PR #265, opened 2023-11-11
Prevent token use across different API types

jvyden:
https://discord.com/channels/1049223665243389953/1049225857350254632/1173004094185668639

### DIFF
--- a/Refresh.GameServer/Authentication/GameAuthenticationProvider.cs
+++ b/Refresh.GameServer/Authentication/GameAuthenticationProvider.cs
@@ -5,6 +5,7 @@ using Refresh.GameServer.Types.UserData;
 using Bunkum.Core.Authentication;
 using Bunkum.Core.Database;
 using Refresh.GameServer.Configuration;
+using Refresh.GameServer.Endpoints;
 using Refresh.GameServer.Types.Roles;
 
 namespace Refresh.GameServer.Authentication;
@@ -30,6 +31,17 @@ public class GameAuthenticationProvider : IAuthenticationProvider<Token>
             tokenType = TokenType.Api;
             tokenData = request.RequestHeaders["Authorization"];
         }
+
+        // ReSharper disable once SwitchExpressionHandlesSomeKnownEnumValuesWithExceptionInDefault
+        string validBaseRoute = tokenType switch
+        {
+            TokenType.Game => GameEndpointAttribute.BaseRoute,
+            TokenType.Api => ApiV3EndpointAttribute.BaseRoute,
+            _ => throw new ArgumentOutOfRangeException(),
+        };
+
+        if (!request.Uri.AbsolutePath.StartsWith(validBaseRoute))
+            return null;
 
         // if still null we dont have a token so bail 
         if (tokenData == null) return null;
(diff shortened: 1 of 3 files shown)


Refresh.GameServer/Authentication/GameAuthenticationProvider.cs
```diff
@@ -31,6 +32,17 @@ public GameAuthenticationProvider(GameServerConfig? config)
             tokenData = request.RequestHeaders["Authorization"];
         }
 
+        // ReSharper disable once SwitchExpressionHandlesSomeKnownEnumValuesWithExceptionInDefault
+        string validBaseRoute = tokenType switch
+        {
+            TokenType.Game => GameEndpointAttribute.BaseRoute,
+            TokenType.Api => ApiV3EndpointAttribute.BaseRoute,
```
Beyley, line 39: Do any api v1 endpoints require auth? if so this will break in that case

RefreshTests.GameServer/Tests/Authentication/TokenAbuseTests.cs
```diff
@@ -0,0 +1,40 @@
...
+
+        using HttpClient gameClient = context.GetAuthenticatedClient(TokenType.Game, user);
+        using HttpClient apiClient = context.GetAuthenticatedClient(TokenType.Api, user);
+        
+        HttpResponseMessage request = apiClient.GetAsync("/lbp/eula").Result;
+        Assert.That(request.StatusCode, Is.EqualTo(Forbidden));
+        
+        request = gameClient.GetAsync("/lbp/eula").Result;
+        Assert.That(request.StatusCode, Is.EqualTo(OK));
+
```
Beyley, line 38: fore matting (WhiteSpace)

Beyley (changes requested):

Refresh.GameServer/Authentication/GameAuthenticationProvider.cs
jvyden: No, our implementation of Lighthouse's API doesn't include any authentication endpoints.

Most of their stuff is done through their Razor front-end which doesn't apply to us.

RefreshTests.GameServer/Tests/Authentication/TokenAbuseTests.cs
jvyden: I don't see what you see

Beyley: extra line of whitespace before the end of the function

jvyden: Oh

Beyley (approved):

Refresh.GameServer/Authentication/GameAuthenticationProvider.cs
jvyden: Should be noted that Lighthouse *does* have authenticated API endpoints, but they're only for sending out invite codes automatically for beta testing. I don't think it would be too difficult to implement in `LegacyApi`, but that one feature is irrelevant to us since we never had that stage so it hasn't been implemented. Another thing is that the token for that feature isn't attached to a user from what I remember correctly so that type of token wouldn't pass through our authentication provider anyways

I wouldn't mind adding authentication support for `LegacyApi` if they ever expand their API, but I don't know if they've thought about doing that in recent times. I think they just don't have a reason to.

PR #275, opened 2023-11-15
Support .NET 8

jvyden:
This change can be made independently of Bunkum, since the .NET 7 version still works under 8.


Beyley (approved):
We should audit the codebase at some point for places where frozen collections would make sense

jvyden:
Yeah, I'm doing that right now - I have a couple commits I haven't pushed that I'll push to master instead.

····················

Print again each line of the listing above, exactly as it appears.

PR #265, opened 2023-11-11
Prevent token use across different API types

jvyden:
https://discord.com/channels/1049223665243389953/1049225857350254632/1173004094185668639

### DIFF
--- a/Refresh.GameServer/Authentication/GameAuthenticationProvider.cs
+++ b/Refresh.GameServer/Authentication/GameAuthenticationProvider.cs
@@ -5,6 +5,7 @@ using Refresh.GameServer.Types.UserData;
 using Bunkum.Core.Authentication;
 using Bunkum.Core.Database;
 using Refresh.GameServer.Configuration;
+using Refresh.GameServer.Endpoints;
 using Refresh.GameServer.Types.Roles;
 
 namespace Refresh.GameServer.Authentication;
@@ -30,6 +31,17 @@ public class GameAuthenticationProvider : IAuthenticationProvider<Token>
             tokenType = TokenType.Api;
             tokenData = request.RequestHeaders["Authorization"];
         }
+
+        // ReSharper disable once SwitchExpressionHandlesSomeKnownEnumValuesWithExceptionInDefault
+        string validBaseRoute = tokenType switch
+        {
+            TokenType.Game => GameEndpointAttribute.BaseRoute,
+            TokenType.Api => ApiV3EndpointAttribute.BaseRoute,
+            _ => throw new ArgumentOutOfRangeException(),
+        };
+
+        if (!request.Uri.AbsolutePath.StartsWith(validBaseRoute))
+            return null;
 
         // if still null we dont have a token so bail 
         if (tokenData == null) return null;
(diff shortened: 1 of 3 files shown)


Refresh.GameServer/Authentication/GameAuthenticationProvider.cs
```diff
@@ -31,6 +32,17 @@ public GameAuthenticationProvider(GameServerConfig? config)
             tokenData = request.RequestHeaders["Authorization"];
         }
 
+        // ReSharper disable once SwitchExpressionHandlesSomeKnownEnumValuesWithExceptionInDefault
+        string validBaseRoute = tokenType switch
+        {
+            TokenType.Game => GameEndpointAttribute.BaseRoute,
+            TokenType.Api => ApiV3EndpointAttribute.BaseRoute,
```
Beyley, line 39: Do any api v1 endpoints require auth? if so this will break in that case

RefreshTests.GameServer/Tests/Authentication/TokenAbuseTests.cs
```diff
@@ -0,0 +1,40 @@
...
+
+        using HttpClient gameClient = context.GetAuthenticatedClient(TokenType.Game, user);
+        using HttpClient apiClient = context.GetAuthenticatedClient(TokenType.Api, user);
+        
+        HttpResponseMessage request = apiClient.GetAsync("/lbp/eula").Result;
+        Assert.That(request.StatusCode, Is.EqualTo(Forbidden));
+        
+        request = gameClient.GetAsync("/lbp/eula").Result;
+        Assert.That(request.StatusCode, Is.EqualTo(OK));
+
```
Beyley, line 38: fore matting (WhiteSpace)

Beyley (changes requested):

Refresh.GameServer/Authentication/GameAuthenticationProvider.cs
jvyden: No, our implementation of Lighthouse's API doesn't include any authentication endpoints.

Most of their stuff is done through their Razor front-end which doesn't apply to us.

RefreshTests.GameServer/Tests/Authentication/TokenAbuseTests.cs
jvyden: I don't see what you see

Beyley: extra line of whitespace before the end of the function

jvyden: Oh

Beyley (approved):

Refresh.GameServer/Authentication/GameAuthenticationProvider.cs
jvyden: Should be noted that Lighthouse *does* have authenticated API endpoints, but they're only for sending out invite codes automatically for beta testing. I don't think it would be too difficult to implement in `LegacyApi`, but that one feature is irrelevant to us since we never had that stage so it hasn't been implemented. Another thing is that the token for that feature isn't attached to a user from what I remember correctly so that type of token wouldn't pass through our authentication provider anyways

I wouldn't mind adding authentication support for `LegacyApi` if they ever expand their API, but I don't know if they've thought about doing that in recent times. I think they just don't have a reason to.

PR #275, opened 2023-11-15
Support .NET 8

jvyden:
This change can be made independently of Bunkum, since the .NET 7 version still works under 8.


Beyley (approved):
We should audit the codebase at some point for places where frozen collections would make sense

jvyden:
Yeah, I'm doing that right now - I have a couple commits I haven't pushed that I'll push to master instead.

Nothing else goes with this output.